+++ Records provided

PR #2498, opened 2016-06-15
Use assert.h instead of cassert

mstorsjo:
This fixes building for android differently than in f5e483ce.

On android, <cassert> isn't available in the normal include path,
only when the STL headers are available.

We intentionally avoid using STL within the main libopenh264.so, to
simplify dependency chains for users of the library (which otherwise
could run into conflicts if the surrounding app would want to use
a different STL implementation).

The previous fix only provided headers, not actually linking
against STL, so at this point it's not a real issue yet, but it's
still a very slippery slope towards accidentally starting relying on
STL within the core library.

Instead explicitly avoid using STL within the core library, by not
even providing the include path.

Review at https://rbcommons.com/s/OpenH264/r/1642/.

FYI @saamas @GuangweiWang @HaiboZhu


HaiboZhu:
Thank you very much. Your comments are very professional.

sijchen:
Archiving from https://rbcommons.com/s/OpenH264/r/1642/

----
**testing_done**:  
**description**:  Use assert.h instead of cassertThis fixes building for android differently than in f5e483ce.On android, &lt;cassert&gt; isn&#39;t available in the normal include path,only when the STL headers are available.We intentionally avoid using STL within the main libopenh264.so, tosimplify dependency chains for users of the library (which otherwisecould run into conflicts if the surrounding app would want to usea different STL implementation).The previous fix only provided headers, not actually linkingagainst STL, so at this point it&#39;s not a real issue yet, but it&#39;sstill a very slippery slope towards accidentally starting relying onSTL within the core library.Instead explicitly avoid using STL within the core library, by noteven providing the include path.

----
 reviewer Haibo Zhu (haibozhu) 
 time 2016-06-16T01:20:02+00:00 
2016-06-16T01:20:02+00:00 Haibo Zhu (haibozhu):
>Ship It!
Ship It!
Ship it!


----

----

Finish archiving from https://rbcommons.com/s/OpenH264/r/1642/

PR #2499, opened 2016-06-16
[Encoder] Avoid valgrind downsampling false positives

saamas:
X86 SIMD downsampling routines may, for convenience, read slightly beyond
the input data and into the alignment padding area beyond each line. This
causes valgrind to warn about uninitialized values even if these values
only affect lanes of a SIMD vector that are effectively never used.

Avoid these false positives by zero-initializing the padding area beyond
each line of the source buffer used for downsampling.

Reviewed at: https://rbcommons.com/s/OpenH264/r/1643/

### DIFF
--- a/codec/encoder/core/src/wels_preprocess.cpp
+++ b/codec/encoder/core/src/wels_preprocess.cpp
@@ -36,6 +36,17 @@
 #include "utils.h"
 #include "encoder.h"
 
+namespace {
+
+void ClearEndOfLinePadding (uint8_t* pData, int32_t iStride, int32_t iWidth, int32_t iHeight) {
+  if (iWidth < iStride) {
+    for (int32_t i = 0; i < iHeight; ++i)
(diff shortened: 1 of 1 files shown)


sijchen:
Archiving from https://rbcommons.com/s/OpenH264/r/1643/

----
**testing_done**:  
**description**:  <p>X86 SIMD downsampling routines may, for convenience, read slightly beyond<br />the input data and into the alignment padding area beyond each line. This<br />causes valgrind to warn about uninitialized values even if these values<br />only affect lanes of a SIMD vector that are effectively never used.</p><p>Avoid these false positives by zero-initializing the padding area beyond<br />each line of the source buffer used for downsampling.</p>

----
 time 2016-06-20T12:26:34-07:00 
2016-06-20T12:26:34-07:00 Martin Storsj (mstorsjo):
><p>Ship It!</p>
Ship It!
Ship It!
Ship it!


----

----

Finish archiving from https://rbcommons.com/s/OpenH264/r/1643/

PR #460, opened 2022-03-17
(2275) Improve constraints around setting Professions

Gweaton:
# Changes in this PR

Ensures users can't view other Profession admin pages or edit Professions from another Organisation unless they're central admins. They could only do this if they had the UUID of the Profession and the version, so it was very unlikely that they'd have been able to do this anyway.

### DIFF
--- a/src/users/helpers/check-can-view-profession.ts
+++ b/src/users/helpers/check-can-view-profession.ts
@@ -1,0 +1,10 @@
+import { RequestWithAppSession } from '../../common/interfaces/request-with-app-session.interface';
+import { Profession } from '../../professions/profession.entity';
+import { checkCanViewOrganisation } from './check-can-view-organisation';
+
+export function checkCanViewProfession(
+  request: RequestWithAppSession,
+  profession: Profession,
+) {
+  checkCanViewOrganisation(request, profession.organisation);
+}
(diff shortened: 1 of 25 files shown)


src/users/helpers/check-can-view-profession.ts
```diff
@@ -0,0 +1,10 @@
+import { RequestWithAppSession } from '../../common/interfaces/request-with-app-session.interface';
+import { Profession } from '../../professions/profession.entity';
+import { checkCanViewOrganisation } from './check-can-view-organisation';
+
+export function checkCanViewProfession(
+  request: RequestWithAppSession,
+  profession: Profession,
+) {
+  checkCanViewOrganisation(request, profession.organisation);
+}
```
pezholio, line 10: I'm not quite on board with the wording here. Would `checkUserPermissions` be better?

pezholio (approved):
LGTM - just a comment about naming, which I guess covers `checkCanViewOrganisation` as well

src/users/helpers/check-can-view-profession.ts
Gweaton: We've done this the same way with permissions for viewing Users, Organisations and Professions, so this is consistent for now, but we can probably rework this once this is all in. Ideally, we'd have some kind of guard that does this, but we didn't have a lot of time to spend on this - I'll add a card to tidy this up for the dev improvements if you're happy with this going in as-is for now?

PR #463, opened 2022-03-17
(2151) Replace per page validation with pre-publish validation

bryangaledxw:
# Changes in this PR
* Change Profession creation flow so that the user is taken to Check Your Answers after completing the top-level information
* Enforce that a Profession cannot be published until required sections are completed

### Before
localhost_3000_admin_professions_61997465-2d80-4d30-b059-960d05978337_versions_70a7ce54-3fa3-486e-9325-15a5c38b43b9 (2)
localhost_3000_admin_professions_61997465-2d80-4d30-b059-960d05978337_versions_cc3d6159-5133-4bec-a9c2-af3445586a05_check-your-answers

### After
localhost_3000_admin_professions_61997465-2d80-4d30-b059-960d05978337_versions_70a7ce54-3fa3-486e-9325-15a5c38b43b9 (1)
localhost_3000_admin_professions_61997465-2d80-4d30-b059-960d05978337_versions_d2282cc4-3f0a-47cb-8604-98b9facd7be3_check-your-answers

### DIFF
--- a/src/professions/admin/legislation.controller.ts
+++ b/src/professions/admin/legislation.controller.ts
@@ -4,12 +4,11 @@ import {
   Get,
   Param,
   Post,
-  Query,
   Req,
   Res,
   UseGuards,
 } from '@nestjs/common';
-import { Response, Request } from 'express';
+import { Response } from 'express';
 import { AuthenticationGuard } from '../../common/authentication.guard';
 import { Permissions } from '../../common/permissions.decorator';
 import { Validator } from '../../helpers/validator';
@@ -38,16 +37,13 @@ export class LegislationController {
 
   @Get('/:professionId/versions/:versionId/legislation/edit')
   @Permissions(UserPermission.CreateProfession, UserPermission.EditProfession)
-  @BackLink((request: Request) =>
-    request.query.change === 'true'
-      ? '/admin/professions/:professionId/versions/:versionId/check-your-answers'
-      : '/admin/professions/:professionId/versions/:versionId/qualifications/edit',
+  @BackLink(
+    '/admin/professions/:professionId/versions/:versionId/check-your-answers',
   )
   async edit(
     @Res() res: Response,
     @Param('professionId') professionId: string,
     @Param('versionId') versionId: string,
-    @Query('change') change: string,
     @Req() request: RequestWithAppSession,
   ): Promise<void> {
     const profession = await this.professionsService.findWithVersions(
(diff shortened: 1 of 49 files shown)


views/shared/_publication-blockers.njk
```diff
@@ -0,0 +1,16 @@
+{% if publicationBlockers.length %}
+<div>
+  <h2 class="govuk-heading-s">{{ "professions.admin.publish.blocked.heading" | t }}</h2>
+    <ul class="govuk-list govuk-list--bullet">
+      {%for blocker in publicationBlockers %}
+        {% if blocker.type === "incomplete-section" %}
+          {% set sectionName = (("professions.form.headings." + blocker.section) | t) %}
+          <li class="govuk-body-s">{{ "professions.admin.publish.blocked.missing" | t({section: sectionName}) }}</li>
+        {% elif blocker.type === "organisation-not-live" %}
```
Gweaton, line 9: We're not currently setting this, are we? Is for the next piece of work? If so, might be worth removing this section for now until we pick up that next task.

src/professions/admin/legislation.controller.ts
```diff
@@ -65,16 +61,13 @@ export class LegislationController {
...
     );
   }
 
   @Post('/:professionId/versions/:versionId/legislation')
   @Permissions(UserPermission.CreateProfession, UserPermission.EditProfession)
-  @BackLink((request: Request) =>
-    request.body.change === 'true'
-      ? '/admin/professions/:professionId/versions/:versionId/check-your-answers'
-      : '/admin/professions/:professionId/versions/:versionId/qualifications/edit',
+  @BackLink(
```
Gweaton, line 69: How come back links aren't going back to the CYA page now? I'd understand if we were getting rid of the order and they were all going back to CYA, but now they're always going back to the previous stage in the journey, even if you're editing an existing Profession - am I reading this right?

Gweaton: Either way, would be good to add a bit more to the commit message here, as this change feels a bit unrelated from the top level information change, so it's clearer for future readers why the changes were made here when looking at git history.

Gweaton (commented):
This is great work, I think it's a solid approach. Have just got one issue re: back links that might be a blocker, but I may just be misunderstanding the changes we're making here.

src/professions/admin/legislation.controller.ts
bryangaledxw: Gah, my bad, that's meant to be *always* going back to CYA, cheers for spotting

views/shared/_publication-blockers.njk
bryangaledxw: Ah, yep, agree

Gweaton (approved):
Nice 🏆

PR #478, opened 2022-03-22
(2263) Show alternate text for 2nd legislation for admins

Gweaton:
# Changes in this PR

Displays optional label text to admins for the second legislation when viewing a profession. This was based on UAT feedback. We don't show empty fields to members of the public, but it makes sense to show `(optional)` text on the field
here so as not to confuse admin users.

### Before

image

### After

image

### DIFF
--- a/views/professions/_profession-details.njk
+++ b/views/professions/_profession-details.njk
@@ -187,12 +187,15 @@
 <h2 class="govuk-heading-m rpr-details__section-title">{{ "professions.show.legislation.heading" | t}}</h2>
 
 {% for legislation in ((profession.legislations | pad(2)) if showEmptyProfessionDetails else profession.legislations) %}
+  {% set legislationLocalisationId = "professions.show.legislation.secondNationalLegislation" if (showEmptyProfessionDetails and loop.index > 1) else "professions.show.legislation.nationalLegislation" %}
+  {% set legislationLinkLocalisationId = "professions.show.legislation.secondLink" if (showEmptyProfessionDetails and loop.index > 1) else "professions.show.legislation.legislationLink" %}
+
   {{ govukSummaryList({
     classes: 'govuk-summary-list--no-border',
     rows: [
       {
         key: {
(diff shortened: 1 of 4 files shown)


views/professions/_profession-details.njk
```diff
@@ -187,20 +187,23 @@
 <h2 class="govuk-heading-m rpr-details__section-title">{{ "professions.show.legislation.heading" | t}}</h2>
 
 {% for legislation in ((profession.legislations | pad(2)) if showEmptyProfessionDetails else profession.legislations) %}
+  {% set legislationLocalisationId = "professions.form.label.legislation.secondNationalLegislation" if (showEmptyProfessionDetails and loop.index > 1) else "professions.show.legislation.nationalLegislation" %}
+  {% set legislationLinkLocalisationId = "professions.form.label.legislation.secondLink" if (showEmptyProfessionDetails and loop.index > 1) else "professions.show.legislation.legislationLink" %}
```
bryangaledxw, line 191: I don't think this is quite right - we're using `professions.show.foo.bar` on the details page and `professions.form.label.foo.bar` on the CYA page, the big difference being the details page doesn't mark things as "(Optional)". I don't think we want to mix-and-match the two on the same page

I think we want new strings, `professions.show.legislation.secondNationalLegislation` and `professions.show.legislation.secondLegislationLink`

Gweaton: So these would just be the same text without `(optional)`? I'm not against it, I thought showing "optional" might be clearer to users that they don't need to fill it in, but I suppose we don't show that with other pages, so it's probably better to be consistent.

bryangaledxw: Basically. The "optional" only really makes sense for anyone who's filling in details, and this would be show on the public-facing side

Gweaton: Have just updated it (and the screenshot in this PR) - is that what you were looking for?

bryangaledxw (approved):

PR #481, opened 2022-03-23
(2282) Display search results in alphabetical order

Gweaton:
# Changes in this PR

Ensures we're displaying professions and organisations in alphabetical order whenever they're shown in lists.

++++++

### Description of the task
Counting only lines of the data above that hold "slope", report the total and nothing else.

### Written response
2